Yeni Asya Nurcuları Erdoğan’a niçin hayır dediklerini açıkladı: Partiyi ulusalcılar ele geçirdi

Yeni Asya’da yayınlanan yazının tamamı şöyle:

“14 Mayıs seçimi için yapılan “tarihimizin en kıymetli ve kritik seçimlerinden biri” değerlendirmesinde herkes mutabık.

Ama bunu söylerken muhalefetle iktidarın seslendirdikleri münasebetler büsbütün farklı.

Muhalefet “Bu seçimde tek adam rejiminin devamını mı, yoksa demokrasiye dönüşü mü tercih edeceğiz?” diyor ki, doğrusu da bu.

İktidarın ise demokrasi üzere bir kederi yok. “Tarihimizin en kritik istiklal ve istikbal çabasını veriyoruz; beka kelam konusu olduğunda başka herşey teferruat” argümanında.

“Beka”dan kastı kendi iktidarının devamı.

Oysa siyasî iktidarlar gelip geçicidir.
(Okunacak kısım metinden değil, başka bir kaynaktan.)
PR #4140, opened 2023-10-11
Add sanity check to prevent xml reader panic

ionutboangiu:
HierarchyPath parser now returns nil when
the path is empty (instead of a string slice with one EmptyString element).

If the prefix is set to true, when calling the AsString method on a nil HierarchyPath, only the separator will be returned. This avoids a nil expr error coming from the xmlquery library.

Use the Query and QueryAll functions from the xmlquery package to be able to handle the errors ourselves and avoid panics.

Added an integration tes for the special case where the xml_root_path field is left empty. Before the change it used to trim the root element from the path slice when attempting to retrieve a the relative path slice.


danbogos:
Please correct config_defaults and do not modify the way we are parsing it.

Thanks!

PR #4147, opened 2023-10-13
Add sanity check to prevent xml reader panic

ionutboangiu:
HierarchyPath parser now returns nil when
the path is empty (instead of a string slice with one EmptyString element).

If the prefix is set to true, when calling the AsString method on a nil HierarchyPath, only the separator will be returned. This avoids a nil expr error coming from the xmlquery library.

Use the Query and QueryAll functions from the xmlquery package to be able to handle the errors ourselves and avoid panics.

Remove config default value for xml_root_path. The field will remain commented in config_defaults for reference.

Add tests for HierarchyPath.AsString function.

Add comments for XmlProvider and xml_root_path opt.


danbogos:
Thanks!

Issue #4146, opened 2023-10-12
[*ERS] AMQP concurrent_requests basic.ack exception


Integration-IT:
Hi Teams,

Insprired from [AMQPER / amqp_it_test.go](https://github.com/cgrates/cgrates/blob/405f29ca0064254c2a16b69d75d586263d6c07aa/ers/amqp_it_test.go#L36) to configure the consumer, I have unexpectedly closed TCP connection between MQserver and Cgrates.

[*ERS] *amqp_json_map TO [*ESS] *els : ERROR.
[*ERS] *amqp_json_map queue A TO [*ESS] *amqp_json_map queue B : ERROR.

The context is to consume the CDR in queue A with the *ERS, and use the *ESS to push the valuable CDR as *rated mode with cost details to queue B for a third party.
OR
Consume the CDR in queue A with the *ERS, and use the *ESS to push the valuable CDR with cost details to ELK for a third party analysis.

Both contexts are working very well until **concurrent_requests** is set to a very **low value**.
Actualy not possible to replicate the amqp_it_test.go configuration, got closed TCP connection after few seconds from MQServer.

The main vector to replicate is to play with the "concurrent_requests" parameter and keep all others according to the amqp_it_test.go.

---

`CGRateS@v0.11.0~dev`

---
test:
-  ers "concurrent_requests" : 1 --> STABLE
-  ers "concurrent_requests" : 2 --> operation basic.ack caused a channel exception precondition_failed: unknown delivery tag 1
-  ers "concurrent_requests" : 10 --> operation basic.ack caused a channel exception precondition_failed: unknown delivery tag 1, operation basic.ack caused a channel exception precondition_failed: unknown delivery tag 5, operation basic.ack caused a channel exception precondition_failed: unknown delivery tag 3.
-  ers "concurrent_requests" : 100 --> operation basic.ack caused a channel exception precondition_failed: unknown delivery tag 10, operation basic.ack caused a channel exception precondition_failed: unknown delivery tag 19

Integration-IT:
[Delivery Identifiers: Delivery Tags](https://www.rabbitmq.com/confirms.html#consumer-acks-delivery-tags)
[...]

PR #4148, opened 2023-10-16
Update AMQP message processing loop

ionutboangiu:
Previously, msg.Ack(true) was used, which is mostly used for batch processing. It mistakenly acknowledged all previously unacknowledged messages, causing errors from the AMQP server. Now, messages are acknowledged individually after each one is processed.

Messages that ERs failed to process are now rejected and requeued for future processing attempts.

The reader is now closed immediately if the message delivery channel closes. Therefore, it prevents an endless loop by avoiding continuous consumption from empty or closed channels.

Addresses: #4146


danbogos:
Thanks!

PR #4155, opened 2023-10-17
Update kafka ansible role and fix kafka it test

ionutboangiu:
- use kraft instead of zookeeper
- add handlers in case of cfg changes
- create a separate user for the kafka service
- bump kafka version
- make the role more configurable


danbogos:
Thanks!

PR #4178, opened 2023-11-01
Remove unused DryRun field from CallDescriptor

### LINKED ISSUE #4163: Balance blocker is not working properly
I have a problem in engine/account.go
I was looking at codes to see how Blocker works. but in this code while dryrun is disabled, blocker wont work:
```go
// check for blocker
				if dryRun && balance.Blocker {
					return // don't go to next balances
				}
```
Is it right? I think you have to remove dryRun filter or set it as !dryRun

ionutboangiu:
dryRun vars will also not be considered anymore in the balance blocker condition.

Fixes #4163

### DIFF
--- a/engine/account.go
+++ b/engine/account.go
@@ -419,7 +419,7 @@ func (acc *Account) debitCreditBalance(cd *CallDescriptor, count bool, dryRun bo
 					}
 				}
 				// check for blocker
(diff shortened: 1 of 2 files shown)


danbogos:
Thanks!

PR #721, opened 2016-06-30
[SP-2744][MONDRIAN-2476] deadlock encountered between DynamicContentF…

mchen-len-son:
…inder and distributed cache

- moved schema clean up out of critical section


mchen-len-son:
@lucboudreau @pamval please review

mchen-len-son:
@lucboudreau @pamval can you please take a look?

PR #726, opened 2016-07-01
[SP-2738][ANALYZER-3256] - NullPointerException when using Virtual Cu…

mchen-len-son:
…be Drillthrough with exclude filter on level not present in report

This is a backport of #714


mchen-len-son:
@kurtwalker @mkambol please review

PR #728, opened 2016-07-01
[MONDRIAN-2502] - Emit dialect name into logs

mbatchelor:


lucboudreau:
Marc,

This will not have the effect you think it does. We create all of the dialects, then use a Visitor-like approach ( see accept(java.sql.Connection) ).

Also, please remove the @Override annotations.

mbatchelor:
According to Luc, we don't just instance the dialect we need, we instance them all. I'll need a different approach.

PR #733, opened 2016-07-15
[TEST] Fixes SegmentHeader portability issues across JVMs. The column…

lucboudreau:
…s and regions are now sorted when building the hash code and ID, thus allowing different JVMs sharing the same cache. We can't sort the columns directly, as they are populated according to SQL specs, and must always stay in sync with the SegmentDataset it represents, but we sort when displaying a string representation, or calculating hashes, which happens only once per header's lifespan.


lucboudreau:
@mkambol @kurtwalker @tgf When you guys get a chance to review this, it should take care of all problems w/ SegmentHeader and JVM versions.

PR #738, opened 2016-07-24
[MONDRIAN-2494] Single timer clears serverInfo of each FileRepository…

pentaho-nbaker:
… in play. Shutdown, Destroy and a WeakHashMap all ensure the instance Set contains valid FileRepository instances only.


pentaho-nbaker:
@lucboudreau no idea why it would fail to find the "resolve" task

lucboudreau:
Wingman and mondrian don't like each other (yet) so don't expect it to work here.

PR #756, opened 2016-09-07
[BISERVER-7257] - Support for MariaDB as a DS

mbatchelor:


mbatchelor:
7.1 was reorganized for Maven. This had to be completely redone - resubmitted as #786

PR #760, opened 2016-09-16
[MONDRIAN-1803] - check for supported query

stanislau-strelchanka:


stanislau-strelchanka:

mkambol:
@stanislau-strelchanka -  I like where this is going.  I'm not sure about adding the .isSupported method to SqlQuery, though.  The query itself actually *is* supported-- we exclude the big IN constraint in the query.  It's the constraint that's not supported.

Since it's the adding of the constraint that is unsupportable, I wonder if we could keep this on the constraint class.  In this case we're hitting an unsupportable condition when applying the singleValueInList in SqlConstraintUtils.  Maybe the constraint itself could be passed down that chain, and marked as unsupportable if this (or anything else) is encountered which would result in invalid SQL.

Also, you've added to the FilterConstraint class, but I wonder if the .isSupported should be part of a higher level interface.  Actually, TopCountConstraint has a .isValid method that serves a similar purpose.  Maybe we should pull that up into the SetConstraint class and have FilterConstraint implement it.

PR #771, opened 2016-10-24
[PPP-3506] - XXE Security Vulnerability in xml parsers

YuryBY:
@mkambol, @mbatchelor, could please take a look?  

Also, I'm not sure if we should do the same chabges here: https://github.com/pentaho/mondrian/blob/53295633f56fd13290169e3271bbab489ef4e3a6/src/main/mondrian/xmla/impl/DefaultXmlaServlet.java#L68 (is XXE possible there)? Thanks.

### DIFF
--- a/src/main/mondrian/tui/XmlUtil.java
+++ b/src/main/mondrian/tui/XmlUtil.java
@@ -9,6 +9,7 @@
 package mondrian.tui;
 
 import mondrian.olap.Util;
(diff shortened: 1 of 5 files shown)


mkambol:
@YuryBY - yes, I think you should also address the usage of DocumentBuilderFactory in DefaultXmlaServlet.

Ülkenin yazgısı bir partiye ve şahsa bağlanamaz.

Ama bu iktidar o denli görüyor. Ona nazaran, iktidardan düştüğü takdirde ülke batacak!

Ve kendi bekasını “Kızılelma” üzere sloganlarla da adeta “kutsallaştırma” çabasında.

Peki, patenti “ulusalcı” damara ilişkin olan bu slogan AKP tarafından nasıl benimsendi?

Halbuki bu sloganla kurulan ittifak, birinci defa AKP’nin iktidara geldiği devirde ona karşı ortaya atılmış ve 2011’de tekrar ısıtılmıştı.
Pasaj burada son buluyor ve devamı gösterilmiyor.